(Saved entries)
[Start of section]

PR #4428, opened 2020-06-08
chore: improvements to typescript migration

Haroenv:
**Summary**

- correct entry file
- type  createHTMLMarker
- utils: prevent circular import

**Result**

some less warnings

### DIFF
--- a/package.json
+++ b/package.json
@@ -52,7 +52,7 @@
     "scripts/transforms"
   ],
   "dependencies": {
-    "@types/googlemaps": "3.39.6",
+    "@types/googlemaps": "^3.39.6",
     "algoliasearch-helper": "^3.1.1",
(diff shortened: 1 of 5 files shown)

[End of section]

Assigned task >>
In the data above, how many lines contain the word "googlemaps"? Only the number is wanted.

Output for this exercise >>
2